• **Problem requirements**
Please filter the listing below and copy out the lines that hold "writable".

• **Information given**
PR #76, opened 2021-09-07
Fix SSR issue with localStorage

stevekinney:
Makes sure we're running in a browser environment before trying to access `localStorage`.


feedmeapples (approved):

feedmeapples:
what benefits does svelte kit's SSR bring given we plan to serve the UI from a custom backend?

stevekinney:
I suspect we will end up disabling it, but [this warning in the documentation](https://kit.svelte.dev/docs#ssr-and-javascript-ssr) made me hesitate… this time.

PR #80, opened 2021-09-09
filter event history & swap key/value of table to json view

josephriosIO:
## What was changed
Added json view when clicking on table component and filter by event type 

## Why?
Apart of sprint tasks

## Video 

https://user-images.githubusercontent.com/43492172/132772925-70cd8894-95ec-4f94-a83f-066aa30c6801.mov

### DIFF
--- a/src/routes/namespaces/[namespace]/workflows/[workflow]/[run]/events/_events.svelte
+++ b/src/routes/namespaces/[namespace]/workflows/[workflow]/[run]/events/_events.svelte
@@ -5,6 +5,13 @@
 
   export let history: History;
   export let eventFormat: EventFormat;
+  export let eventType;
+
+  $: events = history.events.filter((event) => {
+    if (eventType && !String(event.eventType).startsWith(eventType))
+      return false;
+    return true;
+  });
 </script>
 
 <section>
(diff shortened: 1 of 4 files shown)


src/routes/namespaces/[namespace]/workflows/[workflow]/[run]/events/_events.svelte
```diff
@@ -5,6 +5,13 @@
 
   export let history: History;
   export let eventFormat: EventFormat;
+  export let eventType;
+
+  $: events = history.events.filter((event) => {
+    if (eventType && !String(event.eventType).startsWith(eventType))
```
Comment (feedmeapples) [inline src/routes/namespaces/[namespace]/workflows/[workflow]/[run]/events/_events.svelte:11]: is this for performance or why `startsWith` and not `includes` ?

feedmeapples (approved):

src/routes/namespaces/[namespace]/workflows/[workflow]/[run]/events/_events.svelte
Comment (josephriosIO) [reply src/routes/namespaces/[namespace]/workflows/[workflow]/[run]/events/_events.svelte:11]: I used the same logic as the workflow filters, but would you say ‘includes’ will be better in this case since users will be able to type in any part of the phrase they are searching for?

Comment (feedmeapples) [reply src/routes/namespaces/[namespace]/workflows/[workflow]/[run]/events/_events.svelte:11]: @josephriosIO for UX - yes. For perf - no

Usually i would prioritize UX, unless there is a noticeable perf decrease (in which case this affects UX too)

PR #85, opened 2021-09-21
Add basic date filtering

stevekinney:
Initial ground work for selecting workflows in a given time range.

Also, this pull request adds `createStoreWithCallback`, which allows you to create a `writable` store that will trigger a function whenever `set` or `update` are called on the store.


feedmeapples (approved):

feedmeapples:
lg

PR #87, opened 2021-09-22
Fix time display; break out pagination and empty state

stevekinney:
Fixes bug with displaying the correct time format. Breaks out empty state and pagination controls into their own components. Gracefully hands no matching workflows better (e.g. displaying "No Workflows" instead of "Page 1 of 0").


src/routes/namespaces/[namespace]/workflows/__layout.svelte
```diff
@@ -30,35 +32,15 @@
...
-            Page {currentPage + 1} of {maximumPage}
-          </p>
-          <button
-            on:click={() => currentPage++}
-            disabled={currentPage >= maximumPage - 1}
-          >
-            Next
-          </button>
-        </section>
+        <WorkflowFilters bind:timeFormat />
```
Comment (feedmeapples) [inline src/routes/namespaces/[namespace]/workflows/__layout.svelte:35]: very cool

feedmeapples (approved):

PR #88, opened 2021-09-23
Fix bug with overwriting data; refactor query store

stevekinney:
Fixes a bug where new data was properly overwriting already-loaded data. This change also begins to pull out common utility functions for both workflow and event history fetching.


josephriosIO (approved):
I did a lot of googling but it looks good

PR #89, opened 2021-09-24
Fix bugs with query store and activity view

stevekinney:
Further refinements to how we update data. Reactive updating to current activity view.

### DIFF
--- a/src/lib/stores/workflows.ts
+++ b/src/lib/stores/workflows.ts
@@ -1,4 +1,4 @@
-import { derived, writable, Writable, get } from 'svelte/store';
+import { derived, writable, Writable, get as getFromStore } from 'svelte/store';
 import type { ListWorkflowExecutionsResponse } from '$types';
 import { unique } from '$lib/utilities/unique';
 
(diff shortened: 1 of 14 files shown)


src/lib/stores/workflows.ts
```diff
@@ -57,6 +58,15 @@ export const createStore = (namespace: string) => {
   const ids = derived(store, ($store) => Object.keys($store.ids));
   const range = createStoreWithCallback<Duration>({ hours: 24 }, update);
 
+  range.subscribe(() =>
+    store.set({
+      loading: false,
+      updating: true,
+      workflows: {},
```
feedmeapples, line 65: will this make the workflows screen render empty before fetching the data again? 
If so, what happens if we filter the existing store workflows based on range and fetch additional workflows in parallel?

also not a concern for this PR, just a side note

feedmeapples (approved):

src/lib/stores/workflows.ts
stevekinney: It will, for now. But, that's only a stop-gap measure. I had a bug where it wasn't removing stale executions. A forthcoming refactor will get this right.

* * *

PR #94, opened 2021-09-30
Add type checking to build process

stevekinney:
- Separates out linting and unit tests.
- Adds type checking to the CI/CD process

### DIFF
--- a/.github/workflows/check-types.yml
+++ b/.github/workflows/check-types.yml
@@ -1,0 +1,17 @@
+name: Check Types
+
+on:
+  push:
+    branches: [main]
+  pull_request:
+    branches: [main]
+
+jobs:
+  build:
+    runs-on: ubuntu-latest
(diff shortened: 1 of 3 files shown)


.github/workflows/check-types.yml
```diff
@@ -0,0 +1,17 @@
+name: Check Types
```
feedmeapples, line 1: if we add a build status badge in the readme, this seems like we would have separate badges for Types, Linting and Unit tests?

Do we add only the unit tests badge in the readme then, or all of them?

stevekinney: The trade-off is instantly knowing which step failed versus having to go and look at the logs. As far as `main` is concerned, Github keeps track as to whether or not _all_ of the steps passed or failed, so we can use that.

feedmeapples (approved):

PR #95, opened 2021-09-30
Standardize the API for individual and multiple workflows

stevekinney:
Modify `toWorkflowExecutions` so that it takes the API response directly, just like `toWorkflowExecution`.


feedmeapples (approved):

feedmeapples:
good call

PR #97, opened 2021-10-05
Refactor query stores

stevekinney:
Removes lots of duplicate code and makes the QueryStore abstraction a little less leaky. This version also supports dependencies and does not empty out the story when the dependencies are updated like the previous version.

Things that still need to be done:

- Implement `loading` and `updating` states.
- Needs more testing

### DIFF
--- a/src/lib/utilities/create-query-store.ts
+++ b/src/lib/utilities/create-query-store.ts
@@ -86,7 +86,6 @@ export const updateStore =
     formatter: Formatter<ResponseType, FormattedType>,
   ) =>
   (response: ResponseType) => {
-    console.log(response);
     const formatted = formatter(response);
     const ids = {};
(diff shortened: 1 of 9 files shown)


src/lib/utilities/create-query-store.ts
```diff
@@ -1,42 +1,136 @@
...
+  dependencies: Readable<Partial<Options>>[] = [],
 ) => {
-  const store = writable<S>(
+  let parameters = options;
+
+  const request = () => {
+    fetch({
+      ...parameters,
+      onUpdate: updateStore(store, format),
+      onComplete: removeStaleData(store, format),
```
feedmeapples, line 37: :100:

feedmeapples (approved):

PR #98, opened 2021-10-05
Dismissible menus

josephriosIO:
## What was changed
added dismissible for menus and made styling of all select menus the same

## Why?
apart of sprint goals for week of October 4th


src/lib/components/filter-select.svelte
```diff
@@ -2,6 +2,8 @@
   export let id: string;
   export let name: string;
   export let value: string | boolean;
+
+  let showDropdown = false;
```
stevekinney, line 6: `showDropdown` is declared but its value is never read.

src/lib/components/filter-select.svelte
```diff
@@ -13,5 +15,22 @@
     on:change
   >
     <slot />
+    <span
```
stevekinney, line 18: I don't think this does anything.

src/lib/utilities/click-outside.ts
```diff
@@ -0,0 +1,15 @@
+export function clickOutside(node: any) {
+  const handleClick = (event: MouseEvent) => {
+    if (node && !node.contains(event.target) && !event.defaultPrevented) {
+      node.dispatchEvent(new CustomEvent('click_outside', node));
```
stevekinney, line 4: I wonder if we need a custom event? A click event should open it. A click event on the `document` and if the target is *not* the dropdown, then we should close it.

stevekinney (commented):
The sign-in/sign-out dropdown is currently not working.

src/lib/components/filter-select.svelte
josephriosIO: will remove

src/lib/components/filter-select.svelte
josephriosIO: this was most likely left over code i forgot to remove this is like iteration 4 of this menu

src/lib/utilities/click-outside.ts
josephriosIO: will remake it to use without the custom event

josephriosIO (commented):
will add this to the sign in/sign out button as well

--

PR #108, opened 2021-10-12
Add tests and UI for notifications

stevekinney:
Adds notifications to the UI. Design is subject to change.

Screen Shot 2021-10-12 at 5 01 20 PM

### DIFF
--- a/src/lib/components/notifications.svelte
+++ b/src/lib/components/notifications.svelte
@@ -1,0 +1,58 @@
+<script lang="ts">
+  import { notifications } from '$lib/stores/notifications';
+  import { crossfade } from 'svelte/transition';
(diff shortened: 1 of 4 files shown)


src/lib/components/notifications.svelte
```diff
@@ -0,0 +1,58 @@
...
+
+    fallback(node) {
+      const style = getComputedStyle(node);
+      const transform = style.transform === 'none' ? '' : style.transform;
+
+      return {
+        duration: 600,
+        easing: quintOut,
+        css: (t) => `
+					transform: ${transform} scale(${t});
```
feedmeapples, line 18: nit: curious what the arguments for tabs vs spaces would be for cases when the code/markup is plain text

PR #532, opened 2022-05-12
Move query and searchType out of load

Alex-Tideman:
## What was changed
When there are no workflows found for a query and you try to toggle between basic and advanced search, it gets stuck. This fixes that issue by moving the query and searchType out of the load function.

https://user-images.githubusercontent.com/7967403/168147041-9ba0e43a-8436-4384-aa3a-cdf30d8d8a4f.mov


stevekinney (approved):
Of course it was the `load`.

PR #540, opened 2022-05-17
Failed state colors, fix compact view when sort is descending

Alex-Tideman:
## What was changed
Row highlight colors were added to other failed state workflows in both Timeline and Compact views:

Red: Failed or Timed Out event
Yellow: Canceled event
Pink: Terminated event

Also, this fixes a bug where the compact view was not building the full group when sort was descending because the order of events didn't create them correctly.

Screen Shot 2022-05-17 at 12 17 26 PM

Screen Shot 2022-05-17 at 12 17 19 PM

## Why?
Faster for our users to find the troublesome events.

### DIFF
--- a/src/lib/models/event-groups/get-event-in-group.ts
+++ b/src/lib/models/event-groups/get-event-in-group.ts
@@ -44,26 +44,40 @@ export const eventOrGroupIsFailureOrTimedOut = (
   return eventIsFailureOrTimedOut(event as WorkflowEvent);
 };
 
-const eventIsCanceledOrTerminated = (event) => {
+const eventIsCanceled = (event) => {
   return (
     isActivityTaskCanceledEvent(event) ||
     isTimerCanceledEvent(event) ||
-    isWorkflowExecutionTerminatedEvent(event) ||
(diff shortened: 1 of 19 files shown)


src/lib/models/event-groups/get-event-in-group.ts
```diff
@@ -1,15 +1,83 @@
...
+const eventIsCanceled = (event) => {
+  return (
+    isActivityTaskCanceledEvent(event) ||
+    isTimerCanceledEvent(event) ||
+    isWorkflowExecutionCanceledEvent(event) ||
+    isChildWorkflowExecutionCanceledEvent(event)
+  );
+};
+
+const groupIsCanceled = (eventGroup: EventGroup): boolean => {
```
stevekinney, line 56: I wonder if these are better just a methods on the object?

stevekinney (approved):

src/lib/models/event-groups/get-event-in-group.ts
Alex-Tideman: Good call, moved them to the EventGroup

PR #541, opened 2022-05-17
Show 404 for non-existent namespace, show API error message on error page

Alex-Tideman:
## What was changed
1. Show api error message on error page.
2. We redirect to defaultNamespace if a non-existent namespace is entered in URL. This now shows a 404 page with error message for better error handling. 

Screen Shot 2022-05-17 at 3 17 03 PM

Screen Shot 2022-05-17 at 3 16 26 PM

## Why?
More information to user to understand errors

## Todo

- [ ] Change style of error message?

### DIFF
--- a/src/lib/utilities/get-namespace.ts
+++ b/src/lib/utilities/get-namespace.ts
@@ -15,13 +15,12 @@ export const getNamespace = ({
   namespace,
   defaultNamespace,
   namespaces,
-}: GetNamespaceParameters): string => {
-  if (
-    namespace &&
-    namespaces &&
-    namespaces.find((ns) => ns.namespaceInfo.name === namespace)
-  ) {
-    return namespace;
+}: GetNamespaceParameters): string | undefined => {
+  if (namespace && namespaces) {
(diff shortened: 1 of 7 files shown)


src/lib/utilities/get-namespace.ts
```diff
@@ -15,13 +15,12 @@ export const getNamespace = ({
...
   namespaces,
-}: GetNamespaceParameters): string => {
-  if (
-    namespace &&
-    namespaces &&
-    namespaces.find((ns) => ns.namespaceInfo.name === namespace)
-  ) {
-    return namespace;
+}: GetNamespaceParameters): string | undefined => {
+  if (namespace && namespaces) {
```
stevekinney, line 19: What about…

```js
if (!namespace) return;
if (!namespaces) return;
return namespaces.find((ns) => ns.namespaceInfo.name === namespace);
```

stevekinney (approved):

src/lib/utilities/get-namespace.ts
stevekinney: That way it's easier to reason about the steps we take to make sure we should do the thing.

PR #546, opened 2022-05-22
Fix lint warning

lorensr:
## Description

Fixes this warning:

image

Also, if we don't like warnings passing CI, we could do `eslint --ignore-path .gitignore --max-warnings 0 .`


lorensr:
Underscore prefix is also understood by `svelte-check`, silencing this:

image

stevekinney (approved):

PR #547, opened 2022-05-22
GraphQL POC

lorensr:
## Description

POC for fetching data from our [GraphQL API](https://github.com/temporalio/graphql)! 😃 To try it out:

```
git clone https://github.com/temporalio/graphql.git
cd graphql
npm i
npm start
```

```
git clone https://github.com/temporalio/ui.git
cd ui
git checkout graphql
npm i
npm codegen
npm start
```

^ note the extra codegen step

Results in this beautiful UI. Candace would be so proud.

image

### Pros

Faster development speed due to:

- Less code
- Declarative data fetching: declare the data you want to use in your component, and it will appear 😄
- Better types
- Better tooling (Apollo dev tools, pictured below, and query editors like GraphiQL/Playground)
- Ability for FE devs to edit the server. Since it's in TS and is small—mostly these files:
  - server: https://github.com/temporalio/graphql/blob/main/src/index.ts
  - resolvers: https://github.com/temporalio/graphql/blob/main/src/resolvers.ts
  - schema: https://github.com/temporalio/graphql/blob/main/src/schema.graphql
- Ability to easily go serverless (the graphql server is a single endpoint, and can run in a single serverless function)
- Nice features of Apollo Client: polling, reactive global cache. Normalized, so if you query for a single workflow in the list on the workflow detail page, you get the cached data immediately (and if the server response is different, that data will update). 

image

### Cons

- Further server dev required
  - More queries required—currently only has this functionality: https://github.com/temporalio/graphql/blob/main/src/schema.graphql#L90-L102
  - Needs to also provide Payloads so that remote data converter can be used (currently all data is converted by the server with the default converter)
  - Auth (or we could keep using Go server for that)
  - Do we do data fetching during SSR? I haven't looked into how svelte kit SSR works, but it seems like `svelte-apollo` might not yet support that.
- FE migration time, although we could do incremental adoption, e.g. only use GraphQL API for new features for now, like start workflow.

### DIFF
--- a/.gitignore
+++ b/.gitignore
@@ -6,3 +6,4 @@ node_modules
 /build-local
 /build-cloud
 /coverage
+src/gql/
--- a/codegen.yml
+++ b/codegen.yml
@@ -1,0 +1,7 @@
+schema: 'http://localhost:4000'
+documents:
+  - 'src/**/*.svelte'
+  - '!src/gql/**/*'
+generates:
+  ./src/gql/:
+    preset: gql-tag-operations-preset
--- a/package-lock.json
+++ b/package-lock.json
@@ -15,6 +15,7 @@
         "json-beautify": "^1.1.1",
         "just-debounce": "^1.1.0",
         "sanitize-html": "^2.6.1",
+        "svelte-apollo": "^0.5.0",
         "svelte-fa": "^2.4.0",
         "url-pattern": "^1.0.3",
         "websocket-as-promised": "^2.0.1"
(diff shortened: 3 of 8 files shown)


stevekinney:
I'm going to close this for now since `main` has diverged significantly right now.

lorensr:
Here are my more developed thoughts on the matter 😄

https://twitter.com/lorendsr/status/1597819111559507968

• **Expected output**
Also, this pull request adds `createStoreWithCallback`, which allows you to create a `writable` store that will trigger a function whenever `set` or `update` are called on the store.
-import { derived, writable, Writable, get } from 'svelte/store';
+import { derived, writable, Writable, get as getFromStore } from 'svelte/store';
-  const store = writable<S>(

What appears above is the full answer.